● INFORMATION GIVEN
== Segment start ==

PR #2979, opened 2025-12-29
Improve accuracy of transactions origin Part 2: Store transaction metadata

tonidero:
### Description
Second part of #2925 

This PR adds:
- `LocalTransactionMetadata` data class to contain all cached metadata. This is stored in a map format with the key being a hash of the purchase token.
- `LocalTransactionMetadataCache` class to handle caching and retrieval of the above data.


tonidero:
We're going with a different approach where we will cache at the request level, so this becomes unnecessary. Will close this for now, and will pick parts as needed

== Segment end ==

● EXERCISE BRIEF
Write out all the records above again, exactly as they stand.

● RESULT
PR #2979, opened 2025-12-29
Improve accuracy of transactions origin Part 2: Store transaction metadata

tonidero:
### Description
Second part of #2925 

This PR adds:
- `LocalTransactionMetadata` data class to contain all cached metadata. This is stored in a map format with the key being a hash of the purchase token.
- `LocalTransactionMetadataCache` class to handle caching and retrieval of the above data.


tonidero:
We're going with a different approach where we will cache at the request level, so this becomes unnecessary. Will close this for now, and will pick parts as needed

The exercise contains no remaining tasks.